Frequently Asked Questions (FAQ)
Q1: How does MISTy differ from traditional single-view approaches? A: MISTy integrates intra-cell, neighbor, and distal views, capturing spatial influences at multiple scales. Single-view methods typically consider only cell-intrinsic expression or simple proximity, whereas MISTy disentangles contributions from different spatial ranges and yields more interpretable colocalization scores.
Q2: How should I interpret MISTy colocalization scores? A: Scores derive from feature-importance metrics of the machine-learning model (e.g., random forest). Higher scores indicate stronger spatial colocalization. Examining per-view feature importance reveals how each spatial view contributes to the interaction.
Q3: How do I choose neighborhood parameters for neighbor and distal views? A: Calibrate parameters based on data resolution and tissue structure. For single-cell resolution, fixed radii of 100–200 μm or small k values are common; adjust and perform sensitivity checks to ensure robustness.

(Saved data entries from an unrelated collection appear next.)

PR #945, opened 2021-10-14
GitHub Actions -- Fixed

reldredge71:
I pushed a GHA implementation yesterday and it broke on staging and production.  I reverted those changes and made some changes here, I think I have the issues resolved.  I'll highlight the major differences here.


wrandall22:
Probably not easy to test rollbar, but can you see if the token is in the stage environment properly?

PR #948, opened 2022-01-27
Migrate From Node-Sass to Dart-Sass

reldredge71:
Node-Sass is becoming deprecated; it is recommended to migrate to Dart-Sass.

These changes are required along with this migration:
https://sass-lang.com/documentation/breaking-changes/extend-compound
https://sass-lang.com/documentation/breaking-changes/slash-div
https://github.com/foundation/foundation-rails/issues/296


reldredge71:
@wrandall22 @OzzieOrca @TheNoodleMoose I'm still getting deprecation warnings for node_modules.  the `quietDeps` option should disable those, but it has not worked yet.  It's possible that there is some issue with using`quietDeps` along with `MiniCssExtractPlugin`: https://github.com/sass/sass/issues/3065#issuecomment-910946898

src/assets/cru-scss/_subnav.scss
```diff
@@ -1,3 +1,5 @@
+@use 'sass:math';
```
OzzieOrca, line 1: You using math here?

src/assets/cru-scss/_supernav.scss
```diff
@@ -1,3 +1,5 @@
+@use 'sass:math';
```
OzzieOrca, line 1: Same here, I don't see math being used. (maybe an unchanged line is using it, I only scrolled through the whole first file).

src/assets/crubrand/generic/_tools.scss
```diff
@@ -17,12 +19,12 @@ $rem-base: 16px !default;
...
 // scss-lint:disable NameFormat 
 @function parseInt($n) { /* 2 */
-    @return $n / ($n * 0 + 1);
+    @return math.div($n, ($n * 0 + 1));
 }
 // scss-lint:enable NameFormat
 
 @function convert-to-rem($value, $base-value: $rem-base) {
-    $value: strip-units($value) / strip-units($base-value) * 1rem;
+    $value: math.div(strip-units($value), strip-units($base-value) * 1rem);
```
OzzieOrca, line 27: I don't think order of operations affects this but I probably would have had the ` * 1rem` after the `math.div` function call instead of as the second parameter.

src/assets/crubrand/generic/_tools.scss
```diff
@@ -75,7 +77,7 @@ $rem-base: 16px !default;
  * Use this em function instead of the other
  */
 @function em($value, $context: $rem-base) {
-    $value: strip-units($value) / strip-units($context) * 1em;
+    $value: math.div(strip-units($value), strip-units($context) * 1em);
```
OzzieOrca, line 80: Same here.

src/assets/crubrand/generic/mixins/_media-query.scss
```diff
@@ -17,13 +19,13 @@ $query-unit: 16px;
             @content;
         }
    
-        @media screen and (#{$query1}-#{$query2}: strip-units($point) / strip-units($query-unit) + em) {
+        @media screen and (#{$query1}-#{$query2}: list.slash(strip-units($point), strip-units($query-unit) + em)) {
```
OzzieOrca, line 22: What does `list.slash` do? This looks like a division...

src/assets/crubrand/generic/mixins/_sizing.scss
```diff
@@ -29,7 +31,7 @@ $sizeValue: strip-units(16px);
 
             @if $unit == "px" {  /* 7 */
                 $px : append($px, $value);
-                $rem: append($rem, ($val / $sizeValue + rem));
+                $rem: append($rem, math.div($val, $sizeValue + rem));
```
OzzieOrca, line 34: I think you have the order of operations here wrong. https://sass-lang.com/documentation/operators#order-of-operations

OzzieOrca (changes requested):
Thanks for updating all those. That was a lot of CSS to go through :)

Idk what's going on with `quietDeps`... The config looks right... https://sass-lang.com/documentation/js-api/interfaces/Options#quietDeps I wonder if somehow the directory config is messed up for this project and it's not identifying `node_modules` right. I could do some digging but I'm not sure what to suggest right now...

src/assets/cru-scss/_subnav.scss
reldredge71: Hmm I must've had a reason for adding it, but I thought I only added it to files that I was removing the `/` from.  Like you said, it was a lot of CSS to go through!  I'll remove it.

src/assets/crubrand/generic/mixins/_media-query.scss
reldredge71: Yes, it should behave the same way as a division.  I got an error saying that `math.div` should only be used for number variables, and I guess it didn't know how to process the results of `strip-units`.  then again, `strip-units` is used in other places and it doesn't seem to cause an issue, I'll have to look into that.

I'm actually noticing another order-of-operations issue here -- I assumed that `+ em` was part of the right side of the `/` operator, but now I realize that it should be it's own thing.

src/assets/crubrand/generic/mixins/_sizing.scss
reldredge71: yeah, I'm realizing now that I kept thinking of the additions as part of the right-side of the `/` operator.  I know order of operations, but I guess I was imagining parentheses around `$sizeValue + rem`.

OzzieOrca (dismissed):

src/assets/crubrand/generic/mixins/_media-query.scss
```diff
@@ -1,3 +1,6 @@
+@use 'sass:list';
```
wrandall22, line 1: This appears to be unused now.

wrandall22:
Make sure to merge to staging and test there before merging to master.

reldredge71:
I wish I could quiet the warnings from node_modules, but at least they don't hold it back from building properly.

I'm noticing one specific layout issue after this migration.  Some items are spilling over the right edge of their containers.  I inspected these elements compared to give-stage2.cru.org, and the only thing that stands out to me is that these elements are missing the CSS property `box-sizing: border-box` post-migration.  I would like to figure out why that is before merging to staging.

Screen Shot 2022-01-28 at 3 35 22 PM

Screen Shot 2022-01-28 at 3 35 00 PM

src/assets/crubrand/generic/bourbon/addons/_prefixer.scss
```diff
@@ -3,6 +3,12 @@
 //************************************************************************//
 // Variables located in /settings/_prefixer.scss
 
+$prefix-for-webkit:    true !default;
+$prefix-for-mozilla:   true !default;
+$prefix-for-microsoft: true !default;
+$prefix-for-opera:     true !default;
+$prefix-for-spec:      true !default;
```
reldredge71, line 10: I'm trying to find the right way to setup these variables.  I think they're supposed to be loaded from src/assets/crubrand/generic/bourbon/settings/_prefixer.scss.  However, I was noticing strange behavior in the layout of some elements, which I traced back to the prefixer mixin in this file, and explicitly declaring these variable defaults in this file fixed the issue.

On a related note, I'm getting deprecation warnings for this file as well, in the disable-prefix-for-all mixin:

Screen Shot 2022-02-04 at 9 51 30 AM

It's complaining about this same list of variables, and about trying to assign them globally.  I can look into this deeper, but if anyone has any insight on it I would appreciate it.

reldredge71: BTW these changes that I made to `_prefixer.scss` fixed the weird `box-sizing` issue I mention above.

wrandall22: Are there adverse effects to removing the `@mixin disable-prefix-for-all() {` block? I'm guessing it was put there for a reason, but I was not part of this codebase when it was being written.

reldredge71: It looks like it gets referenced here: https://github.com/CruGlobal/give-web/blob/master/src/assets/crubrand/generic/bourbon/css3/_keyframes.scss.  That file also seems to try to reference the same variables declared in https://github.com/CruGlobal/give-web/blob/master/src/assets/crubrand/generic/bourbon/settings/_prefixer.scss.

reldredge71: If that's the case, I could try copying the default values there as well, but it would probably be better if they were defined in one place that both files can access.

wrandall22: https://stackoverflow.com/questions/60422903/cannot-make-variables-globally-accessible-in-sass

wrandall22:
Do the updates still have the problems resolved?

reldredge71:
Yes, what you suggested worked great!  Sorry, I should have made that clear.

wrandall22:
You can merge this to staging if you want

reldredge71:
This is looking good on staging to me

wrandall22 (approved):

PR #963, opened 2022-02-15
EP-2274: Convert from needinfo to messages advise

senyor:


src/common/services/api/order.service.js
```diff
@@ -282,17 +282,21 @@ class Order {
     return this.cortexApiService.get({
       path: ['carts', this.cortexApiService.scope, 'default'],
       zoom: {
-        needInfo: 'order:needinfo[]'
+        needInfo: 'order'
```
wrandall22, line 285: Are we not able to do `order:messages[]`? If not, we should label this `order` instead of `needInfo`.

PR #965, opened 2022-02-23
Full nonprod env

wrandall22:
This PR adds the necessary values to run as a parallel environment to staging.


src/common/app.config.js
```diff
@@ -21,7 +21,10 @@ const appConfig = /* @ngInject */ function (envServiceProvider, $compileProvider
         'uatpub.aws.cru.org',
         'uatdisp.aws.cru.org',
         'cru-givestage.s3.amazonaws.com',
-        'give-stage-static.cru.org',
+        'give-stage-static.cru.org'
+      ],
+      nonprod: [
+        'give-stage2-next.cru.org',
         'cru-give-web-assets-nonprod.s3.amazonaws.com',
         'give-nonprod-static.cru.org'
```
reldredge71, line 29: Are these two values still needed in the `staging` environment?

wrandall22: I don't think so. The way I read the docs for this plugin is that these arrays are telling the system which domains go to which environment. Once it figures out which environment is active, it pulls those env vars from the JSON object below.

reldredge71 (approved):

src/common/app.config.js
wrandall22: Exactly.

PR #966, opened 2022-02-23
EP-2332: Block Anonymous Donors from Sending Recipient Comments

reldredge71:
https://jira.cru.org/browse/EP-2332

Temporary fix for the use case where a donor indicates that they wish to be anonymous in the Special Handling comments, yet also wishes to send comments to the recipient.  All messages sent directly to the recipient have the donor's name on it, and so it does not honor the donor's request to be left anonymous.

The fix for now is to disable Recipient comments if there is anything at all in the Special Handling comments.  At the moment we don't have a good way to determine if the Special Handling comments contain anything about wishing to be anonymous, but for now we can simply prevent any message being sent to the recipient if there is anything the donor wishes to communicate to Special Handling first.


src/app/productConfig/productConfigForm/productConfigForm.component.js
```diff
@@ -292,6 +292,12 @@ class ProductConfigFormController {
     this.updateQueryParam({ key: giveGiftParams.month, value: month })
   }
 
+  changeComments () {
+    if (this.itemConfig['donation-services-comments'] != '') {
+      this.itemConfig['recipient-comments'] = ''
```
reldredge71, line 297: I am a bit concerned about essentially deleting everything the donor has typed already if they start adding donation-services-comments.  But it's important that we remove recipient-comments from itemConfig if there are donation-serivces-comments.  Maybe I can temporarily store recipient-comments locally, so that they can be re-loaded if donation-services-comments are deleted?

wrandall22:
I see a lot of `!= ''` going on here. Should we drop and check for not falsy instead? Or should we do `!== ''`?

src/common/app.config.js
```diff
@@ -106,6 +106,7 @@ const appConfig = /* @ngInject */ function (envServiceProvider, $compileProvider
     SEND_MESSAGE_TO: 'Send a Message to {{ministry}}',
     SPECIAL_INSTRUCTIONS: 'Special Handling Instructions for Processing This Gift',
     MESSAGE_EXAMPLE: 'For example: make this gift anonymous, stop my gift after 18 months, etc.',
+    COMMENTS_DISABLED: 'Comments are disabled when Special Handling Instructions are being sent.',
```
wrandall22, line 109: Should probably put this on both translations (even though we only have English right now).

src/app/productConfig/productConfigForm/productConfigForm.component.js
```diff
@@ -292,6 +292,12 @@ class ProductConfigFormController {
     this.updateQueryParam({ key: giveGiftParams.month, value: month })
   }
 
+  changeComments () {
```
wrandall22, line 295: I think `clearComments` or something similar might be a better name.

src/app/productConfig/productConfigForm/productConfigForm.component.js
wrandall22: That's an interesting thought. It would certainly be a more complicated solution. Maybe we get this live, then go back and do that? How much effort do you think it would be to have that logic?

wrandall22 (changes requested):

src/app/productConfig/productConfigForm/productConfigForm.component.js
reldredge71: It might not be so bad.... it would probably be handled inside this method here, at some point I would store the value of `itemConfig['recipient-comments']` inside of `this`, and I'll have another conditional here that will bring that value back to `itemConfig['recipient-comments']` once `itemConfig['donation-services-comments']` is empty.  It could get complex making sure the logic is sound, though.

reldredge71:
Right, empty string is a falsy value.  That might be a cleaner way of expressing it.  And yes I'll add the unit test now.

src/app/productConfig/productConfigForm/productConfigForm.component.js
wrandall22: You can take a quick pass at it if you want. Even if there are edge cases, at least some people would get their comments back. You might want them in session storage vs being in memory, so if they go back after navigating around, the comments will still be there.

wrandall22:
Go ahead and throw this on staging to get QA feedback from Mike.

reldredge71:
@wrandall22 I had to make a minor fix to the logic in the html file.  If this looks good to you, I can make another push to staging and have Mike review it.

wrandall22:
Yep, push to staging 👍

wrandall22 (approved):
I'm fine with merge when it passes QA by Mike.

Q4: What data quality does MISTy require? A: Accurate expression matrices and spatial coordinates are essential. Apply quality-control filters, normalization, and batch correction. For lowly expressed ligands/receptors, set thresholds or focus on historically strong candidates to avoid false positives.

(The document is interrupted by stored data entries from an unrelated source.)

PR #969, opened 2022-03-09
Convert AddressForm From Angular to React

reldredge71:
Here is what I have so far for converting the AddressForm component into React.  Right now this is being inserted into the CreditCardForm Angular component, but it shouldn't be too difficult to replace the Angular AddressForm throughout the app.
As a follow-up to this work, I would like to also:
- Create a GraphQL proxy of the Geographies API service
- Continue building out other components related to Payment Methods


src/common/components/addressForm/addressForm.react.tsx
```diff
@@ -64,6 +65,47 @@ const AddressForm = ({
...
+    if (values.intAddressLine4 && values.intAddressLine4.length > 100) {
+      errors.intAddressLine4 = 'MAX_LENGTH_ADDRESS_OTHERS_ERROR';
+    }
+    if (!values.locality) {
+      errors.locality = 'CITY_ERROR';
+    } else if (values.locality.length > 50) {
+      errors.locality = 'MAX_LENGTH_CITY_ERROR';
+    }
+    if (loadingRegionsError) {
+      errors.country = 'REGIONS_LOADING_ERROR';
```
wrandall22: `errors.region`

src/common/components/addressForm/addressForm.react.tsx
```diff
@@ -0,0 +1,305 @@
...
+        handleBlur,
+      }) => (
+        <>
+          <FormikAutoSave debounceMs={600} />
+          <div className="row">
+            <div className="col-sm-12">
+              <CountrySelect
+                addressDisabled={addressDisabled}
+                countries={countries.map(country => ({ name: country.name, displayName: country['display-name']}))}             
+                onChange={handleChange}
```
wrandall22, line 170: This should call `refreshRegions` I think. Not seeing how that is being done here.

src/common/components/addressForm/addressForm.react.tsx
```diff
@@ -0,0 +1,305 @@
...
+    if(a['display-name'] < b['display-name']) return -1;
+    if(a['display-name'] > b['display-name']) return 1;
+    return 0;
+  };
+
+  const AddressSchema = Yup.object().shape({
+    country: Yup.string()
+      .required('You must select a country'),
+    streetAddress: Yup.string()
+      .max(200, 'This field cannot be longer than 200 characters')
```
wrandall22, line 76: Can this use the `maxLength` property instead of hard-coded `200`?

wrandall22 (commented):
Looks like translations are still to be figured out

src/common/components/form/selectInput/index.tsx
```diff
@@ -0,0 +1,74 @@
...
+        >
+          { options.map(optionRow) }
+        </select>
+        { error && (
+          <div role="alert">
+            <div className="help-block">
+              <span>{error}</span>
+              { retry && (
+                <button
+                  id="retryButton"
```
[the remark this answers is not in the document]
reldredge71: Good point, this might have to be more dynamic to account for multiple instances.

src/common/components/form/textInput/index.tsx
```diff
@@ -0,0 +1,52 @@
...
+  required = false,
+  maxLength,
+  pattern,
+  disabled,
+  onChange,
+  onBlur,
+  value,
+  error,
+}: TextInputProps) => (
+  <div className={`form-group${required && ' is-required' || ''}${error && ' has-error' || ''}`}>
```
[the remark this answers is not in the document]
reldredge71: I could maybe remove this wrapping `div` from here, and create a wrapper component that will only be used for AddressForm text inputs.

src/common/components/form/textInput/index.tsx
```diff
@@ -0,0 +1,52 @@
...
+    { title && <label>{title}</label> }
+    <input
+      type={type}
+      className="form-control form-control-subtle"
```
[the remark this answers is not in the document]
reldredge71: Yes, I could create an optional prop that overrides the input className value.

src/common/components/addressForm/addressForm.react.tsx
reldredge71: I noticed that too, I'll push something that should address that.

src/common/components/addressForm/addressForm.react.tsx
reldredge71: I don't think the `maxLength` property on the input itself is accessible in this scope.

What I've also noticed is that setting `maxLength` on the input field prevents the user from entering any more characters than that limit.  So I don't think this error will even show up at all.  I think the input on its own does a good job of preventing the max length from being exceeded.

PR #972, opened 2022-04-25
EP-2214 - Fix the receipt summary lookup endpoint

wrandall22:
[Jira](https://jira.cru.org/browse/EP-2214)

The endpoint switched from `/items` to `/form` with the upgrade.


senyor (approved):
Nice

Q5: How do MISTy results compare with other spatial communication tools? A: MISTy emphasizes spatial proximity learned via machine learning, whereas other tools may focus on expression correlations or pathway models. Cross-validate and prioritize L–R pairs appearing significant in multiple tools to boost confidence.

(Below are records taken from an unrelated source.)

PR #1286, opened 2026-06-10
EP-2335 - Block order submission when the selected credit card has expired

dr-bizz:
## Jira
[EP-2335](https://jira.cru.org/browse/EP-2335) (High)

## Problem
Expired saved credit cards could be submitted at checkout. Step 2 blocks selecting expired cards (`validPaymentMethod` filter + disabled radios), but step 3 (review) never re-validated:
- Deep-linking to `?step=review` skips step 2 entirely, so a card selected in a previous session that has since expired submits as-is.
- A card can also expire between step 2 and submit at a month boundary.
- The donor sees a successful submission, but the gift won't process (see the Rollbar example on the ticket).

## Fix
- New `isCardExpired()` in step-3, reusing the **same** `validPaymentMethod` helper step 2 uses (one source of truth; month-granularity rules identical, bank accounts unaffected).
- `canSubmitOrder()` now requires `!isCardExpired()` — submit button disables live via the existing digest-driven binding.
- `submitOrder()` itself also early-returns on an expired card, guarding the direct call paths that bypass button state (the `submitOrderEvent` listener, the branded-checkout submit binding, and month-boundary expiry after the last digest).
- Template: `alert-danger` in the payment panel — "The credit card you selected has expired. Please choose or add another payment method." — with a CHANGE button reusing the existing `changeStep({newStep: 'payment'})` navigation. Translate key added to both en and es tables.
- A card missing expiry attributes is treated as expired — identical to step 2's behavior with the same helper, so step 3 can never be more permissive than step 2.

## Tests
7 new specs written red-first (no card / bank account / valid / expired / missing-expiry / canSubmitOrder gate / submitOrder guard), using `jest-date-mock` like the existing validPaymentMethods specs. 80/80 passing across step-3, existingPaymentMethods, and paymentHelpers suites.

## Note
Server-side expiry validation at submit remains backend work (per ticket, the backend doesn't always reject at submit).

## How to test

First test on his branch on localhost, then on production to see the error.

1. Add item to cart.
2. Either have a credit card pre-selected or go through the steps, but stop at step 3
3. In the **Network** tab. locate the request that brings in your **pre-selected credit card** details.
4. On the request URL name, **right-click** and select **Override content**
5. Edit the expiration year to 2022.
6. Refresh the page.
Screenshot 2026-06-11 at 5 00 29 PM

### DIFF
--- a/src/app/checkout/step-3/step-3.tpl.html
+++ b/src/app/checkout/step-3/step-3.tpl.html
@@ -136,6 +136,20 @@
                   ></display-address>
                 </div>
               </div>
+              <div class="col-md-12" ng-if="$ctrl.isCardExpired()">
+                <div class="alert alert-danger" role="alert">
+                  <p translate>{{'REVIEW_SELECTED_CARD_EXPIRED_ERROR'}}</p>
+                  <button
+                    id="expiredCardChangePaymentButton"
+                    class="btn btn-default"
+                    ng-click="$ctrl.changeStep({newStep: 'payment'})"
+                    aria-label="Update payment method"
+                    translate
+                  >
+                    {{'CHANGE'}}
+                  </button>
+                </div>
+              </div>
             </div>
             <loading ng-if="$ctrl.loadingCurrentPayment"></loading>
           </div>
--- a/src/app/checkout/step-3/step-3.tpl.html
+++ b/src/app/checkout/step-3/step-3.tpl.html
@@ -141,7 +141,7 @@
                   <p translate>{{'REVIEW_SELECTED_CARD_EXPIRED_ERROR'}}</p>
                   <button
                     id="expiredCardChangePaymentButton"
-                    class="btn btn-default"
+                    class="btn btn-primary"
                     ng-click="$ctrl.changeStep({newStep: 'payment'})"
                     aria-label="Update payment method"
                     translate
--- a/src/common/app.config.js
+++ b/src/common/app.config.js
@@ -395,6 +395,8 @@ export const appConfig = /* @ngInject */ function (
     REVIEW_SUBMITTING_PAYMENT_ERROR:
       'There was an error submitting your payment. Verify that your payment info is correct or try adding it again. If you are still seeing this message, please contact <a href="mailto:eGift@cru.org">eGift@cru.org</a> for assistance.',
     REVIEW_CARD_EXPIRED_ERROR: 'Your card is expired.',
+    REVIEW_SELECTED_CARD_EXPIRED_ERROR:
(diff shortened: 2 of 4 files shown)


src/app/checkout/step-3/step-3.tpl.html
```diff
@@ -136,6 +136,20 @@
                   ></display-address>
                 </div>
               </div>
+              <div class="col-md-12" ng-if="$ctrl.isCardExpired()">
+                <div class="alert alert-danger" role="alert">
+                  <p translate>{{'REVIEW_SELECTED_CARD_EXPIRED_ERROR'}}</p>
```
wrandall22, line 141: We'll want to make sure to run this by dev services before pushing.

src/common/app.config.js
```diff
@@ -395,6 +395,8 @@ export const appConfig = /* @ngInject */ function (
     REVIEW_SUBMITTING_PAYMENT_ERROR:
       'There was an error submitting your payment. Verify that your payment info is correct or try adding it again. If you are still seeing this message, please contact <a href="mailto:eGift@cru.org">eGift@cru.org</a> for assistance.',
     REVIEW_CARD_EXPIRED_ERROR: 'Your card is expired.',
+    REVIEW_SELECTED_CARD_EXPIRED_ERROR:
+      'The credit card you selected has expired. Please choose or add another payment method.',
```
wrandall22, line 399: What about editing the expiration date on the card they chose? Not sure if that is too much language for this error message.

dr-bizz: I think most cards get a completely new number when the card renews

src/app/checkout/step-3/step-3.tpl.html
dr-bizz: I'll flag this for them. Since this is a bug fix, not a new feature, I wouldn't think I need approval to fix it, right?

wrandall22: It changes the UX and assumes wording, so I would recommend getting approval.

src/common/app.config.js
wrandall22: Not according to Gemini. It has been awhile since I've gotten a new card, though, so I forget.

dr-bizz: Checked — renewals typically keep the card number (only expiry/CVV change), and the CHANGE button lands on step 2 where saved cards have an edit link to update the expiration. I included an alternate wording ("update the card's expiration date or choose another payment method") in the approval request to dev services.

dr-bizz:
This has been approved by stakeholders in UAT

wjames111 (approved):
Looks good to me!

PR #1287, opened 2026-06-10
EP-2382 - Tighten phone number validation to block malformed input

dr-bizz:
## Jira
[EP-2382](https://jira.cru.org/browse/EP-2382)

## Problem
The shared phone regex in `app.constants.js` (unchanged since 2019) was **not anchored at the start** and **required no actual digits**, so input like `abc!!!1234567`, `call me at 5551234`, or seven hyphens passed client validation and reached the backend phone validator — which crashes non-gracefully on them (see Rollbar links on the ticket).

## Fix
New pattern (same constant, so both consumers — profile self-service and checkout contact info — benefit):
```
/^((?:011[\s\-.]*)?\+?(?:[\s\-().]*\d){7,15})(?:\s*(?:#|x\.?|ext\.?|extension)\s*(\d+))?$/
```
- Anchored; counts **7–15 actual digits** (ITU E.164 max), with separators (space, hyphen, parens, dot) allowed between them.
- Leading `+` and `011` international access prefix supported; the 011 prefix doesn't count toward the digit cap.
- Extension suffix and capture groups preserved verbatim.
- Verified compatible with every phone format in existing specs/fixtures (`(909) 337-2433`, `555-555-5555`, `541-967-0010`, `1234567890`, etc.) plus international and extension forms.
- Reviewed for catastrophic backtracking: bounded quantifiers, disjoint character classes; pathological inputs ≤ 0.2 ms.

## Newly rejected
`abc!!!1234567`, `call me at 5551234`, `-------`, 16+ digit strings, extension marker without digits.

## Tests
New `app.constants.spec.js` (32 tests, written red-first — 7 failed on the old regex). 116/116 green across constants, profile, and contactInfo suites.

## Note
This blocks the malformed input most likely to crash the backend parser; hardening the backend validator itself to return 400 instead of crashing remains Cortex work (per ticket).

### DIFF
--- a/src/common/app.constants.js
+++ b/src/common/app.constants.js
@@ -29,9 +29,10 @@ const mobileBreakpoint = 575;
 
 // Generic phone number regex, matches + and 011 prefixes.
 // Anchored at both ends, allows digits/spaces/hyphens/parentheses/dots,
-// requires 7-15 digits (ITU E.164 max), and supports an optional extension.
+// requires 7-15 digits (ITU E.164 max, excluding a leading 011 international
+// access prefix), and supports an optional extension.
 const phoneNumberRegex =
-  /^(\+?(?:[\s\-().]*\d){7,15})(?:\s*(?:#|x\.?|ext\.?|extension)\s*(\d+))?$/;
+  /^((?:011[\s\-.]*)?\+?(?:[\s\-().]*\d){7,15})(?:\s*(?:#|x\.?|ext\.?|extension)\s*(\d+))?$/;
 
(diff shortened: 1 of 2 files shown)


canac:
> which crashes non-gracefully on them (see Rollbar links on the ticket)

Where are the Rollbar links? Ethan and I tried to improve this on the backend. But I don't think we tested for non-digits.

canac (approved):
Thanks for improving this!

dr-bizz:
It looks like the links are now dead on Rollbar.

Q6: How long does MISTy take to run? A: Runtime depends on data size, number of candidate L–R pairs, and model complexity. Medium-sized datasets (thousands of cells/spots, hundreds of L–R pairs) typically complete within minutes to tens of minutes.
Q7: How should I interpret the importance of different views in MISTy results? A: MISTy outputs importance scores for intra-, neighbor-, and distal views. High neighbor-view importance indicates nearby cells strongly influence the target; high distal-view importance suggests longer-range spatial interactions, prompting deeper biological investigation.
References
- GitHub:
https://github.com/saezlab/mistyR - Tanevski, J., Flores, R. O. R., Gabor, A. et al. Explainable multiview framework for dissecting spatial relationships from highly multiplexed data. Genome Biology 23, 97 (2022).
- Kuppe, C., Ramirez Flores, R. O., Li, Z. et al. Spatial multi-omic map of human myocardial infarction. Nature 608, 766–777 (2022).
- Khaliq, A. M., Rajamohan, M., Saeed, O. et al. Spatial transcriptomic analysis of primary and metastatic pancreatic cancers highlights tumor microenvironmental heterogeneity. Nature Genetics 56, 2455–2465 (2024).
Summary
MISTy delivers a multiview machine-learning framework for ligand–receptor spatial colocalization, integrating intra-, neighbor-, and distal-cell information to capture spatial interactions comprehensively. Combined with communication tools such as COMMOT or CellChat_spatial, MISTy helps triangulate evidence from spatial proximity and signaling models, enabling confident identification of functional interactions and guiding spatial imaging and functional experiments.